(Task to carry out)
Copy exactly the lines from the start of the data below through the one that carries "-101,12 +101,9 @@", and only those.

(Supplied material)
Issue #57, opened 2025-08-19
Enhancement: Iterative TOPP-RA option


sea-bass:
If you use TOPP-RA with cubic splines instead of cubic Hermite splines, you can get path parameterizations with nonzero velocity at intermediate waypoints. However this can cause overshoots and therefore collisions.

Consider adopting an interative technique that looks for collisions at certain segments and adds intermediate waypoints until a trajectory is valid.

PR #111, opened 2026-01-05
Collision-aware iterative TOPPRA for cubic-spline paths

weijieyong:
implementing #57 

- switch to cubic splines (vs cubic Hermite) to allow nonzero velocities at knots.
- add iterative collision-refinement: adaptive sampling + insert chord point near collision to mitigate overshoot/collisions.
- No formal tests added yet; I validated on existing examples and a constructed collision case.

ran test with 
```bash
pixi run python3 roboplan_examples/python/example_rrt.py --rng-seed 99 --include-obstacles
```

tested with obstacles position, in `roboplan_examples/python/common.py`
```
box: [-0.27, -0.27, 1.0]
sphere: [1.05, -0.2, 0.2]
```

Comparison video of cubic-spline TOPPRA with iterative collision refinement (enabled) vs baseline (disabled). 
Baseline(left) overshoots and collides; refinement(right) inserts a waypoint near the collision and produces a collision-free trajectory

https://github.com/user-attachments/assets/c4481686-5bbd-4df1-ad31-60ba74ae00ea

### DIFF
--- a/roboplan_toppra/src/toppra.cpp
+++ b/roboplan_toppra/src/toppra.cpp
@@ -101,12 +101,9 @@ PathParameterizerTOPPRA::generate(const JointPath& path, const double dt,
   acc_constraint->discretizationType(toppra::DiscretizationType::Interpolation);
   toppra::LinearConstraintPtrs constraints = {vel_constraint, acc_constraint};
 
-  // Create initial cubic spline with path and random times.
-  toppra::Vectors path_pos_vecs, path_vel_vecs;
+  // Create initial cubic spline with path points.
+  toppra::Vectors path_pos_vecs;
   path_pos_vecs.reserve(num_pts);
-  path_vel_vecs.reserve(num_pts);
-  std::vector<double> steps;
-  steps.reserve(num_pts);
   for (size_t idx = 0; idx < path.positions.size(); ++idx) {
     const auto& pos = path.positions.at(idx);
     auto maybe_collapsed_pos = collapseContinuousJointPositions(*scene_, group_name_, pos);
@@ -139,6 +136,19 @@ PathParameterizerTOPPRA::generate(const JointPath& path, const double dt,
   const int kMaxIterations = 10;
   bool found_valid_path = false;
 
+  // Collision checking helper.
+  auto check_collision = [&](const Eigen::VectorXd& q_collapsed)
+      -> tl::expected<bool, std::string> {
+    auto maybe_expanded = expandContinuousJointPositions(*scene_, group_name_, q_collapsed);
+    if (!maybe_expanded) {
+      return tl::make_unexpected("Failed to expand joint positions: " +
+                                 maybe_expanded.error());
+    }
+    const Eigen::VectorXd full_q =
+        scene_->toFullJointPositions(group_name_, maybe_expanded.value());
+    return scene_->hasCollisions(full_q);
+  };
+
   for (int iter = 0; iter < kMaxIterations; ++iter) {
     // 1. Re-calculate steps based on current path points (chordal parameterization)
     std::vector<double> steps;
@@ -151,9 +161,14 @@ PathParameterizerTOPPRA::generate(const JointPath& path, const double dt,
       steps.push_back(s);
     }
 
-    // 2. Build Cubic Spline with Natural BCs
-    std::array<toppra::BoundaryCond, 2> bc_type = {toppra::BoundaryCond("natural"),
-                                                   toppra::BoundaryCond("natural")};
+    // 2. Build Cubic Spline with clamped endpoint derivatives (smooth velocity transition)
+    const Eigen::VectorXd start_deriv =
+        (path_pos_vecs[1] - path_pos_vecs[0]) / (steps[1] - steps[0]);
+    const Eigen::VectorXd end_deriv =
+        (path_pos_vecs[path_pos_vecs.size() - 1] - path_pos_vecs[path_pos_vecs.size() - 2]) /
+        (steps[steps.size() - 1] - steps[steps.size() - 2]);
+    std::array<toppra::BoundaryCond, 2> bc_type = {
+        toppra::BoundaryCond(1, start_deriv), toppra::BoundaryCond(1, end_deriv)};
     Eigen::Map<Eigen::VectorXd> spline_times_vec(steps.data(), steps.size());
     const auto spline =
         toppra::PiecewisePolyPath::CubicSpline(path_pos_vecs, spline_times_vec, bc_type);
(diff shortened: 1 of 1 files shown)


bindings/src/roboplan/roboplan_ext/__init__.pyi
sea-bass, line 1: Don't modify these files as they will break non-Pixi CI

EDIT: this is a known issue explained here: https://github.com/open-planning/roboplan/issues/100#issuecomment-3651741561

roboplan_toppra/src/toppra.cpp
```diff
@@ -131,19 +127,134 @@ PathParameterizerTOPPRA::generate(const JointPath& path, const double dt,
...
     }
-
     path_pos_vecs.push_back(curr_collapsed);
-    path_vel_vecs.push_back(Eigen::VectorXd::Zero(curr_collapsed.size()));
+  }
+
+  // Iterative Spline Refinement for Collision Avoidance
+  // We loop to generate the spline, check for collisions, and insert waypoints if needed.
+  std::shared_ptr<toppra::PiecewisePolyPath> geom_path;
+  const int kMaxIterations = 10;
```
sea-bass, line 136: this should be a parameter

roboplan_toppra/src/toppra.cpp
```diff
@@ -131,19 +127,134 @@ PathParameterizerTOPPRA::generate(const JointPath& path, const double dt,
...
+        toppra::BoundaryCond(1, start_deriv), toppra::BoundaryCond(1, end_deriv)};
+    Eigen::Map<Eigen::VectorXd> spline_times_vec(steps.data(), steps.size());
+    const auto spline =
+        toppra::PiecewisePolyPath::CubicSpline(path_pos_vecs, spline_times_vec, bc_type);
+    geom_path = std::make_shared<toppra::PiecewisePolyPath>(spline);
+
+    // 3. Check for collisions
+    bool collision_detected = false;
+    size_t segment_to_split = 0;
+    double split_alpha = 0.5;
```
sea-bass, line 180: what is `split_alpha`? Is this the interpolation factor along the current segment at which to add a new waypoint? Might be worth a comment explaining this as it's a pretty important part of the algorithm

roboplan_toppra/src/toppra.cpp
```diff
@@ -131,19 +127,134 @@ PathParameterizerTOPPRA::generate(const JointPath& path, const double dt,
...
+
+    // Always verify that all waypoints are collision-free (including inserted ones).
+    for (size_t i = 0; i < path_pos_vecs.size(); ++i) {
+      const auto maybe_collision = check_collision(path_pos_vecs[i]);
```
sea-bass, line 184: use `path_pos_vecs.at(i)` instead

roboplan_toppra/src/toppra.cpp
```diff
@@ -131,19 +127,134 @@ PathParameterizerTOPPRA::generate(const JointPath& path, const double dt,
...
+    }
+    
+    // Adaptive check resolution in joint space (approx 0.05 rad / 5 cm).
+    const double max_joint_step = 0.05;
+    
+    for (size_t i = 0; i < steps.size() - 1; ++i) {
+      const double t_start = steps[i];
+      const double t_end = steps[i+1];
+      
+      const Eigen::VectorXd delta = path_pos_vecs[i + 1] - path_pos_vecs[i];
```
sea-bass, line 201: same here, use `.at()` if you're not modifying the value

roboplan_toppra/src/toppra.cpp
```diff
@@ -131,19 +127,134 @@ PathParameterizerTOPPRA::generate(const JointPath& path, const double dt,
...
+          return tl::make_unexpected(maybe_collision.error());
+        }
+        if (maybe_collision.value()) {
+          collision_detected = true;
+          segment_to_split = i;
+          split_alpha = alpha;
+          break;
+        }
+      }
+      if (collision_detected) break;
```
sea-bass, line 221: use braces/newlines anyway, single-line if-statements can be risky

roboplan_toppra/src/toppra.cpp
```diff
@@ -131,19 +127,134 @@ PathParameterizerTOPPRA::generate(const JointPath& path, const double dt,
...
+    }
+
+    if (!collision_detected) {
+      found_valid_path = true;
+      break;
+    }
```
sea-bass, line 227: I feel like we can simplify this to only use a single variable. If `collision_detected` is pre-initialized to `false` and it's only set to `true` in the loop, then that already tells us whether the path is value.

roboplan_toppra/src/toppra.cpp
```diff
@@ -131,19 +127,134 @@ PathParameterizerTOPPRA::generate(const JointPath& path, const double dt,
...
+
+    // 4. Resolve Collision: Insert a point on the chord at the detected collision fraction.
+    // This biases the path toward the straight-line segment which is more likely to be collision-free.
+    if (iter < kMaxIterations - 1) {
+        const Eigen::VectorXd chord_point =
+            (1.0 - split_alpha) * path_pos_vecs[segment_to_split] +
+            split_alpha * path_pos_vecs[segment_to_split + 1];
```
sea-bass, line 234: again use `.at()` here

roboplan_toppra/src/toppra.cpp
```diff
@@ -131,19 +127,134 @@ PathParameterizerTOPPRA::generate(const JointPath& path, const double dt,
...
+                                 std::to_string(kMaxIterations) + " iterations.");
   }
-  const auto spline =
-      toppra::PiecewisePolyPath::CubicHermiteSpline(path_pos_vecs, path_vel_vecs, steps);
-  const auto geom_path = std::make_shared<toppra::PiecewisePolyPath>(spline);
 
   // Solve TOPP-RA problem.
   toppra::PathParametrizationAlgorithmPtr algo =
       std::make_shared<toppra::algorithm::TOPPRA>(constraints, geom_path);
+  algo->setN(500);  // increase the number of grid points to prevent sharp acceleration changes
```
sea-bass, line 257: why is this needed?

weijieyong:
Hi @sea-bass,

Thank you for the kind message, and sorry for disappearing on this PR.
I appreciate you picking this up and finishing it, and thanks as well for explaining the difference in approach with proposeGridpoints(). I’m glad the initial implementation was useful as a starting point.

Also, thank you for your work on such an amazing project. I’ve really enjoyed learning from it.

Thanks again, and I hope to contribute again in the future.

(Exercise solution)
Issue #57, opened 2025-08-19
Enhancement: Iterative TOPP-RA option


sea-bass:
If you use TOPP-RA with cubic splines instead of cubic Hermite splines, you can get path parameterizations with nonzero velocity at intermediate waypoints. However this can cause overshoots and therefore collisions.

Consider adopting an interative technique that looks for collisions at certain segments and adds intermediate waypoints until a trajectory is valid.

PR #111, opened 2026-01-05
Collision-aware iterative TOPPRA for cubic-spline paths

weijieyong:
implementing #57 

- switch to cubic splines (vs cubic Hermite) to allow nonzero velocities at knots.
- add iterative collision-refinement: adaptive sampling + insert chord point near collision to mitigate overshoot/collisions.
- No formal tests added yet; I validated on existing examples and a constructed collision case.

ran test with 
```bash
pixi run python3 roboplan_examples/python/example_rrt.py --rng-seed 99 --include-obstacles
```

tested with obstacles position, in `roboplan_examples/python/common.py`
```
box: [-0.27, -0.27, 1.0]
sphere: [1.05, -0.2, 0.2]
```

Comparison video of cubic-spline TOPPRA with iterative collision refinement (enabled) vs baseline (disabled). 
Baseline(left) overshoots and collides; refinement(right) inserts a waypoint near the collision and produces a collision-free trajectory

https://github.com/user-attachments/assets/c4481686-5bbd-4df1-ad31-60ba74ae00ea

### DIFF
--- a/roboplan_toppra/src/toppra.cpp
+++ b/roboplan_toppra/src/toppra.cpp
@@ -101,12 +101,9 @@ PathParameterizerTOPPRA::generate(const JointPath& path, const double dt,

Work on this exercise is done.